The public support for Kristina Hänel has been overwhelming – over 155,000 people signed an online petition demanding that information about abortion should be freely available and that section 219a should be abolished. Hänel has since promised to challenge the verdict and take the legal battle to the next level, which could result in a hearing in the constitutional court later this year.
In the wake of the verdict, Germany's more progressive political parties decided to join forces and request a parliamentary vote to abolish section 219a (the law pertaining to advertising abortion services). They don't have much time to do so, because, once the new government is formed, the Social Democrats (SPD) will officially lose their motivation to ruffle the feathers of their conservative coalition partners.
The first hearing of the submission will take place on February 22nd and in theory there could be a slim majority in favour of abolishing the law. This would be a slap in the face for the right-wing AfD, strongly represented in the new parliament, who have advocated for stricter regulations around abortion and measures to promote a higher birth rate for (German) women. Their deputy chair, Beatrix von Storch, can be seen at the front of the anti-choice “March for Life” demonstrations in Berlin every year in September. Before taking up her mandate in the EU parliament, she successfully campaigned against EU-wide reforms around sexual and reproductive health and sex education in schools.
Anyway, the timing of this sudden burst of opposition to section 219a seems surprising, particularly given that politicians have had a while to do something about the regulation of abortion.
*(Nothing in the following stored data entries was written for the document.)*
PR #2984, opened 2016-05-04
Detect .js files with source maps as generated

jkrems:
This covers compile-to-JavaScript languages other than CoffeeScript. E.g. it come up in one of our projects for files with JSX code that were compiled to "plain JavaScript" using babel. If the file has a source map reference, it's pretty much by definition generated from another file. :)

This also adds an additional check to the other `generated?` tests. Previously it was possible to comment out the `minified_files? ||` and the tests would still happily pass.

### DIFF
--- a/lib/linguist/generated.rb
+++ b/lib/linguist/generated.rb
@@ -59,6 +59,7 @@ module Linguist
       godeps? ||
       generated_by_zephir? ||
       minified_files? ||
+      has_source_map? ||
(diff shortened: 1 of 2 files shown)


arfon:
Thanks for this contribution @jkrems :zap:. This will be live in the next release of Linguist (likely sometime in the next week).

jkrems:
Thanks!

PR #2992, opened 2016-05-06
2945 local

arfon:
Replaces #2945


arfon:
Thanks for this @AnimeshSinha1309 - this will be live in the next release of Linguist (next week sometime)

PR #3001, opened 2016-05-11
Remove .lock from JSON extentions

snh:
#1451 added the `.lock` extension to the JSON language, as a result of an existing test for `composer.lock` added in #818.

`.lock` is used for many purposes, the most common of which being lock files. JSON does not appear to be a common format for `.lock` files.

This PR removes `.lock` from the JSON language, and updates a test and sample for `composer.lock`, which remains JSON (which itself was added in #790)

[This](https://github.com/search?utf8=%E2%9C%93&q=extension%3Alock+lock&type=Code&ref=searchresults) search returns a number of examples of `.lock` files that should not be classified as JSON.


arfon:
:+1: makes sense. Thanks @snh

PR #3010, opened 2016-05-21
Add "README.1ST" to recognised text-file names

Alhadis:
Fairly trivial addition: [there're many readme files](https://github.com/search?q=filename%3AREADME.1st+NOT+nothack&type=Code) using `.1st` as a file extension (to the surprise of nobody). Adding `.1st` as an extension was tempting, but I did find [some](https://github.com/gatesvp/UltimatePsionics/blob/ca037de77cbf16a31f17c6908c734033de10a054/PFRPG_Psionics_Unleashed_Tags.1st) [files](https://github.com/jgshort/jgshort.github.io/blob/be374cfbfad173762d08a73d6d393e3755ccde76/downloads/code/wordptr/fnptrs/test.1st) that obviously weren't pure text, so I've added it as a filename instead.

The contents of the sample are randomly-generated excerpts of [Lorem Ipsum](http://lipsum.com/feed/html) translated into French for the amusement of @pchaigno.

### DIFF
--- a/lib/linguist/languages.yml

Section 219a was introduced in 1933 by – you might have guessed already – the Nazi party, as part of sweeping reforms to criminalize Jewish doctors, communists and homosexuals. Until last year, when the media started reporting on the Hänel case and a lot of people came to realize how restrictive Germany's abortion laws actually are, a liberalization seemed unlikely. If the vote goes ahead later this month and a small miracle sees a majority in favour of abolishing section 219a, I would pay good money to have a live camera on the floor of parliament filming Beatrix von Storch's face.
Unfortunately, it's looking like the Free Democrats (FDP) are getting ready to back down on their initial statements in support of scraping the law entirely and will instead propose a mere tweak of the wording, which would satisfy their demand for free information without giving women too much autonomy over their own bodies.
However, if the law doesn't get overturned this time around, it's safe to assume that it won't be easy to put a lid back on the debate around reproductive rights in Germany and in other European countries. With the upcoming referendum on repealing the 8th amendment in Ireland, and the worsening situation for women in neighbouring country Poland, there are plenty of reasons to join the pro-choice bloc at the Frauen*kampftag demonstration on International Women's Day (March 8, 2018) and the day of action organized by the Bündnis für sexuelle Selbstbestimmung in September in protest against the annual “March for Life” in Berlin.
By the way, if there are any lawyers reading this, I'd like to know if it's possible to press charges against Klaus Günter Annen for advertising abortion services. I expect you'll find my contact details on his website.
Kate Cahoon volunteers for the Bündnis für sexuelle Selbstbestimmung, a pro-choice advocacy group.